I have too say though...easy off bam...actually works O___O didn't think it would!

godddd life insurance/funeral plan ads are unbearable...because apparently people should feel guilty for dying! God forbid you should have to pay for a nice funeral for your loved one.


----------



## Jeffa (Jul 29, 2011)

I cant stand insurance ads. 
I dont think they do them anymore but hated the commonwealth ads with the stupid americans trying to bring ideas to the company.
But my all time favourite is the 30 seconds outdoor cleaner ad(cant get enough)


----------



## richoman_3 (Jul 29, 2011)

i hate those stupid 30min ads that advertise the strong vacuums and gym stuff and go forever and they repeat the same ****.
Special offer, call in the next 10 mins and get 2 for the price of one!


----------



## snakeluvver (Jul 29, 2011)

richoman_3 said:


> i hate those stupid 30min ads that advertise the strong vacuums and gym stuff and go forever and they repeat the same ****.
> Special offer, call in the next 10 mins and get 2 for the price of one!


Those are infomercials, like evil pumped up commercials on steroids.


----------



## Trouble (Jul 29, 2011)

I LOVE the frank walker national tiles ad :lol: 
Just because my dad hates it with a passion haha.

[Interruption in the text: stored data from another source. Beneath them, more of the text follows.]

PR #1609, opened 2018-04-02
added oauth, add_columns endpoint, and adjusted pint handling

fablet:
#### What's this PR do?
1.  adds an 'add_column_names' endpoint that allows Columns to be added based on an existing record. We found this to be necessary to make column selections available when records are upload through api endpoint rather than the front end.
2. adds OAuth2 functionality, with a JWT Grant option.  See https://github.com/GreenBuildingRegistry/jwt-oauth2 for additional details and JWT Grant base client side setup.  SessionAuthentication and SEEDAuthentication were left in place.  The 'authentication_classes' attribute was removed from the views that had set these two classes explicitly so that the default athentication classes, which includes all three would be use.
3.  Removed pint handling from SEEDJSONRenderer and updated PintQuantitySerializerField to handle the remaining cases requiring collapse_unit.  Manually testing endpoints that depend on PropertyStateSerializer produced multiple failures (for example, 'history', where there were further nested 'state' serializations, or where the data_name was "properties" but the result was a single instance).  PintQuantitySerializerField should handle all instances of Quantity type fields

#### Definition of Done:
- [x ] Does this add new dependencies? If so, does PIP, npm, bower requirements need to be updated?
no

### DIFF
--- a/seed/serializers/pint.py
+++ b/seed/serializers/pint.py
@@ -97,11 +97,11 @@ def add_pint_unit_suffix(organization, column):
 
     try:
         if column['dataType'] == "area":
-            column['displayName'] = \
-                format_column_name(column['displayName'], organization.display_units_area)
+            column['displayName'] = format_column_name(
+                column['displayName'], organization.display_units_area)
         elif column['dataType'] == "eui":
-            column['displayName'] = \
-                format_column_name(column['displayName'], organization.display_units_eui)
+            column['displayName'] = format_column_name(
+                column['displayName'], organization.display_units_eui)
     except KeyError:
         pass  # no transform needed if we can't detect dataType, nbd
     return column
@@ -125,9 +125,15 @@ class PintQuantitySerializerField(serializers.Field):
     """
 
     def to_representation(self, obj):
-        if isinstance(self.root.instance, PropertyView):
-            org_id = self.root.instance.state.organization_id
-            org = Organization.objects.get(pk=org_id)
+        if isinstance(obj, ureg.Quantity):
+            if isinstance(self.root.instance, list):
+                state = self.root.instance[0] if self.root.instance else None
+            else:
+                state = self.root.instance
+            try:
+                org = state.organization
+            except AttributeError:
+                org = state.state.organization
             value = collapse_unit(org, obj)
             return value
         else:
--- a/seed/serializers/pint.py
+++ b/seed/serializers/pint.py
@@ -11,9 +11,6 @@ from django.core.serializers.json import DjangoJSONEncoder
 from quantityfield import ureg
 from rest_framework import serializers
 
-from seed.lib.superperms.orgs.models import Organization
-from seed.models import PropertyView
-
 AREA_DIMENSIONALITY = '[length] ** 2'
 EUI_DIMENSIONALITY = '[mass] / [time] ** 3'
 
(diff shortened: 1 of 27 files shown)


fablet:
The travis tests are failing with the following error:
ImportError: No module named oauth2_provider
I checked the 'python installed' list and can see that none of the new requirements I added were installed.  I had this same issue last time I submitted a pull request.  Is there an extra step I am missing to get travis to find and install any new packages?

nllong:
Thanks for the PR! The module error is due to Travis's caching. I've purged the cache. I'll review this soon and get back to you if there are any issues.

Did this address the Pint serializer email that you sent?

fablet:
I did, and a few other issues with pint and the PropertyState serializer dependent endpoints while I was debugging the original issue.
Thank you.
Fable

nllong:
Thanks for fixing it! And sorry for not catching it sooner.

seed/views/organizations.py
```diff
@@ -205,7 +203,6 @@ class OrganizationUsersSerializer(serializers.Serializer):
 
 class OrganizationViewSet(viewsets.ViewSet):
     raise_exception = True
-    authentication_classes = (SessionAuthentication, SEEDAuthentication)
```
nllong: seems like we should get rid of all of these (e.g. https://github.com/SEED-platform/seed/blob/a27db02f2f837ffa3592f2baf5474b73ec4e6584/seed/api/v2/views.py#L13).

This will allow for the new oauth2 to work as expected because of this:
https://github.com/SEED-platform/seed/blob/986e7bdf5adc81477a1bd14683a3f9d12bb242c1/config/settings/common.py#L266

seed/views/certification.py
```diff
@@ -306,180 +314,37 @@ class GreenAssessmentPropertyViewSet(SEEDOrgModelViewSet):
         Return an assessment property instance by pk if its associated
         assessment is within the specified organization.
 
-        :GET: Expects organization_id in query string.
-        :Parameters:
```
nllong: thanks for cleaning these up!

seed/serializers/pint.py
```diff
@@ -125,9 +122,15 @@ class PintQuantitySerializerField(serializers.Field):
     """
 
     def to_representation(self, obj):
-        if isinstance(self.root.instance, PropertyView):
-            org_id = self.root.instance.state.organization_id
-            org = Organization.objects.get(pk=org_id)
+        if isinstance(obj, ureg.Quantity):
```
nllong: much better, thank you.

seed/views/organizations.py
fablet: agreed.  I thought I caught them all already, but I guess a couple slipped past me.

nllong:
we can grab them in another PR someday. Not a big deal.

nllong:
@fablet -- it appears that something in here (most likely) is now causing a permissions error when accessing the API via the browser. It seems like the sessionauthentication is not longer working as expected.

image

When I tested this pull request it seems to be fine but I vaguely remember that I didn't migrate the DB when I tested.

Any ideas?

fablet:
@nllong -- I'm afraid I don't have any ideas.  When I try the same action in my local environment I only get the permissions error if I am logged out of the front end.  Are you able to get a result through the swagger interface?

nllong:
okay. Let me mess around a bit more. This seems strange.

Can't stand the Coles ads, or the Easy-Off Bam ads. Oh and those stupid infomercials. how can anyone be that stupid?! 
"Buy now, and we'll throw in a free set of steak knives!" even if they're selling gym equipment :lol:

Rivers - shoot me now.


----------



## frogboy77 (Jul 29, 2011)

woolies add,
sound so crap and looks like they had a 20 dollar budget to do it....


----------



## snakeluvver (Jul 29, 2011)

Funny thing is when theres a whole 2 hour session of infomercials, who would sit there and watch them all?!


----------



## pythrulz (Jul 29, 2011)

the annoying hamish and andy add when there running around times square like a bunch of idiots singing new york new york


----------



## ekipkcorb (Jul 29, 2011)

i found a solution for annoying ads and shows. rip the antenna off the roof get a wicked broadband account and just download docos from national geo site and what not . problem solvered. can't deal deal with commercial tv at all


----------



## Rattler (Jul 29, 2011)

Damned ads about if u die and leave the family to pay for the funeral. I wished they'd die. Fake concern 

Sent from my NookColor using Tapatalk


----------



## vampstorso (Jul 29, 2011)

the ahh bra ads...when the girls advertising them have fake boobs that'd stand up under a cinderblock, and the real girls wearing them look like their boobs HAVE been crushed under a cinderblock!


----------



## bucket (Jul 29, 2011)

I hate the bloody coles prices going down add on tv radio i want to turn the finger around so its giving everyone the finger.i hate coles and there $2 milk that tastes like watered down milk


----------



## Jimbobulan (Jul 30, 2011)

Rattler said:


> Damned ads about if u die and leave the family to pay for the funeral. I wished they'd die. Fake concern
> 
> Sent from my NookColor using Tapatalk



Yeah i hate those ads too and theres so many different ones. Probably half a dozen companies all advertising pretty much the same thing with pretty much the same script. And the budget ads. "its budget love" could have shown a little more skin in the one with her in the shower too


----------



## Tigion (Aug 2, 2011)

another one no one has mentioned is the Pro Active adds :x


----------



## Black.Rabbit (Aug 2, 2011)

snakeluvver said:


> Funny thing is when theres a whole 2 hour session of infomercials, who would sit there and watch them all?!


 


vampstorso said:


> the ahh bra ads...when the girls advertising them have fake boobs that'd stand up under a cinderblock, and the real girls wearing them look like their boobs HAVE been crushed under a cinderblock!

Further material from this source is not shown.